====== Listed records

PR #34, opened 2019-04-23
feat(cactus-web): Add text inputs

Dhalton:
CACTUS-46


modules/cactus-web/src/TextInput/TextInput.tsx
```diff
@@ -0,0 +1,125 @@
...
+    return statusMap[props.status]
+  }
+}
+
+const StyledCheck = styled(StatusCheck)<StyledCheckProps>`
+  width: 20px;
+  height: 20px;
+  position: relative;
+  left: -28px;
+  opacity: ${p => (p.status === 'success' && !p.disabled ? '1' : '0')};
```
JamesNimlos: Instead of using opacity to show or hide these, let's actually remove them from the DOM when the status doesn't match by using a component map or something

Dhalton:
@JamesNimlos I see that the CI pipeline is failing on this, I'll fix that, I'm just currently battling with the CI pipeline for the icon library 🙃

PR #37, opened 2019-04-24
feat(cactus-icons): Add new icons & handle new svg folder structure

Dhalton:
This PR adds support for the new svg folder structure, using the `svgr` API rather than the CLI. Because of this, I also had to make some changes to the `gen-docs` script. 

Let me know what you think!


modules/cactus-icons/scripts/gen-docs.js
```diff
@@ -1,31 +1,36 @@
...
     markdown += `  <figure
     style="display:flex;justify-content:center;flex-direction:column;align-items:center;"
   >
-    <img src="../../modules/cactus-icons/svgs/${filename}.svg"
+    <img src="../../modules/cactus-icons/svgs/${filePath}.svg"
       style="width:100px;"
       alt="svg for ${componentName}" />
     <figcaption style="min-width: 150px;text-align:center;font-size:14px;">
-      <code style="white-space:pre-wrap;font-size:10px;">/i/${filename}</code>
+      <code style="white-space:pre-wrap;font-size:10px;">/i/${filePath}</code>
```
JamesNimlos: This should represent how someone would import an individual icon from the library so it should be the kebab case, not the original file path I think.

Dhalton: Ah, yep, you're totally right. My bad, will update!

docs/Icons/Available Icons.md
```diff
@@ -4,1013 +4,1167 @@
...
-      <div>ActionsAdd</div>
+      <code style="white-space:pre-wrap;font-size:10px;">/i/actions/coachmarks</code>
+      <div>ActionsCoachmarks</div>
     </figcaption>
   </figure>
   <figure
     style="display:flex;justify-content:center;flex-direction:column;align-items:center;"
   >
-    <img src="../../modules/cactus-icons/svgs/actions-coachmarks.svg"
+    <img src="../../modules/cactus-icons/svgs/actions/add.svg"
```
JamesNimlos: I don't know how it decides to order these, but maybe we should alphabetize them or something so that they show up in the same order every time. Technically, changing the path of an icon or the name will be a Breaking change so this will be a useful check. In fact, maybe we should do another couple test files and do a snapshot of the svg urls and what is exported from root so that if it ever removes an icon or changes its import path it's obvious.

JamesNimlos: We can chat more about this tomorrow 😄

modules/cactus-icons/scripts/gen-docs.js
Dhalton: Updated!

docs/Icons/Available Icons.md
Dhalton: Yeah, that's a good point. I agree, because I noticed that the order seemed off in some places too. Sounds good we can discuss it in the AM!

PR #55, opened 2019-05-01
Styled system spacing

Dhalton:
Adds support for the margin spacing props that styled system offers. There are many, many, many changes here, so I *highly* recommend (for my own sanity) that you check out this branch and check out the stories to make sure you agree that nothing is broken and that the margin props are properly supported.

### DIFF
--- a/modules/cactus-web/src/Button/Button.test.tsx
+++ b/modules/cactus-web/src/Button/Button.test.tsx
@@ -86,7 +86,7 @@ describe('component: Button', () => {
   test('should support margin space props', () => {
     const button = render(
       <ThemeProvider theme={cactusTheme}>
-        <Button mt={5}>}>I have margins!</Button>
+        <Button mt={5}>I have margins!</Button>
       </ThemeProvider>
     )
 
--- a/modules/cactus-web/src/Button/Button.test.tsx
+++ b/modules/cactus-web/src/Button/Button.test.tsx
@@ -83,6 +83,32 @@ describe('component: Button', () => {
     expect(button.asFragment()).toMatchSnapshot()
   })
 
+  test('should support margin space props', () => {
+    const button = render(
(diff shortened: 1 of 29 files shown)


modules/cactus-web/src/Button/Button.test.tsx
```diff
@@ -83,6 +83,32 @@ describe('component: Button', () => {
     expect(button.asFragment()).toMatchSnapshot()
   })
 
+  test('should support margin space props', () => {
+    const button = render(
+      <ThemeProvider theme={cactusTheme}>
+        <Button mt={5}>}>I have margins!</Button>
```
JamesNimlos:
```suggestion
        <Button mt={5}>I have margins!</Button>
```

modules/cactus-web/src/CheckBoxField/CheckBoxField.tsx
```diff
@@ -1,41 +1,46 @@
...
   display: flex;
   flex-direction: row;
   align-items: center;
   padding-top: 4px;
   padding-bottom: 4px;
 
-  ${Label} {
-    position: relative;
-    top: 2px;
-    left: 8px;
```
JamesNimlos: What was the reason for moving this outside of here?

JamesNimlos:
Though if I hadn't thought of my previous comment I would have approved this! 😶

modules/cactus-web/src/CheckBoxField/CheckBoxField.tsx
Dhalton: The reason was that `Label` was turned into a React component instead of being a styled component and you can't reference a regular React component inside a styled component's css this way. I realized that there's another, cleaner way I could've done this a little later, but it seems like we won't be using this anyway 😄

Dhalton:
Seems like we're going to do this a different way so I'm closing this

============
====== Listed records

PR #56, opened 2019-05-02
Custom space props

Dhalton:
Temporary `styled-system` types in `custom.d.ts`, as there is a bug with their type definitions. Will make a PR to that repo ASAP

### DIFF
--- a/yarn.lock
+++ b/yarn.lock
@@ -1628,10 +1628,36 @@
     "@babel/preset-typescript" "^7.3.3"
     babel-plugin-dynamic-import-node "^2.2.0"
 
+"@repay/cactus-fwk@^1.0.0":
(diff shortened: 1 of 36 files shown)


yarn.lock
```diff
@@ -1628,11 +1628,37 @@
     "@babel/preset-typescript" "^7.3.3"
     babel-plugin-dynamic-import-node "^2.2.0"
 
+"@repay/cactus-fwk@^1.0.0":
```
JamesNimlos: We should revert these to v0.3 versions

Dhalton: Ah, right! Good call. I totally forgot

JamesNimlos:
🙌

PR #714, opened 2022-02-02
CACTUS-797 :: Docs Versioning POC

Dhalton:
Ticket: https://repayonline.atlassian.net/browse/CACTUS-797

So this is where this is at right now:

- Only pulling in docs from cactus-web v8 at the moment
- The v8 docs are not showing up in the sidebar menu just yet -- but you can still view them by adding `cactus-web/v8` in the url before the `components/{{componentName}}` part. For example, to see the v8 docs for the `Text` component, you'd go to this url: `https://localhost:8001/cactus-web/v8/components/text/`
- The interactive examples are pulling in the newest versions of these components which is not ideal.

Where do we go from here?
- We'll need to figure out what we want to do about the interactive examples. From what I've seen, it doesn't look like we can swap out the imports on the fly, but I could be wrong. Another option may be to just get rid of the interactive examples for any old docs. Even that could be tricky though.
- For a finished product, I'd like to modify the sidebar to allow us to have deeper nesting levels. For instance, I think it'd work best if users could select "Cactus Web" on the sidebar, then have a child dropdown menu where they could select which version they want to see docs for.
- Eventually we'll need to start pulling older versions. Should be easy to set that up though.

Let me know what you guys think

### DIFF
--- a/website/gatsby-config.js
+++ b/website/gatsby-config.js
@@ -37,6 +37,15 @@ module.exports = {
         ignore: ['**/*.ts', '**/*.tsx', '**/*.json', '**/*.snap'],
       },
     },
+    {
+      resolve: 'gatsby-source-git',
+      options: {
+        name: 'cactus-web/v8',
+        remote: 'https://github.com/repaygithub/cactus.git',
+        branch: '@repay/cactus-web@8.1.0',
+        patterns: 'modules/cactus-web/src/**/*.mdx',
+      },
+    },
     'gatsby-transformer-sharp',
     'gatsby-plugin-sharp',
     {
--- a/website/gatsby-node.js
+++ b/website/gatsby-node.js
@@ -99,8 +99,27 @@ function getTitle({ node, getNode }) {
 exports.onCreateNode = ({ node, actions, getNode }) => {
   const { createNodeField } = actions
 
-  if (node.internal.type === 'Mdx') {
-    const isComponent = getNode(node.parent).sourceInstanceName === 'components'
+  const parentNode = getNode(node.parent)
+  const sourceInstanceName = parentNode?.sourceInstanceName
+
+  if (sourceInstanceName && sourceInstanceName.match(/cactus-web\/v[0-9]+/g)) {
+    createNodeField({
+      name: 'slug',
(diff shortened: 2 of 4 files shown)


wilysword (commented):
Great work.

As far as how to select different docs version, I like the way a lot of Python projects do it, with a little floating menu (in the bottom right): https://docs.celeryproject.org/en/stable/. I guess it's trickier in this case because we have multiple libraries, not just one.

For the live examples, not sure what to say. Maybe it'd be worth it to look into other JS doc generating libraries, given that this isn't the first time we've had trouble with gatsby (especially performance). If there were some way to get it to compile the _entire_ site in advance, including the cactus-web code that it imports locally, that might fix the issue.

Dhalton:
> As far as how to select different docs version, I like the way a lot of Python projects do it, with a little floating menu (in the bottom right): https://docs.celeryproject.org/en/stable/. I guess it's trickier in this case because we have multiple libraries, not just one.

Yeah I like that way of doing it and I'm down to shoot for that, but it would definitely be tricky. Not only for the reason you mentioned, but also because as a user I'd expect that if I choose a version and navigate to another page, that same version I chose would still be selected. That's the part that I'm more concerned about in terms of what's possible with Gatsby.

============

- Task brief:
Check each line of the material above for the word "figcaption", then state how many lines hold it. Only the number.

- Response to the exercise:
2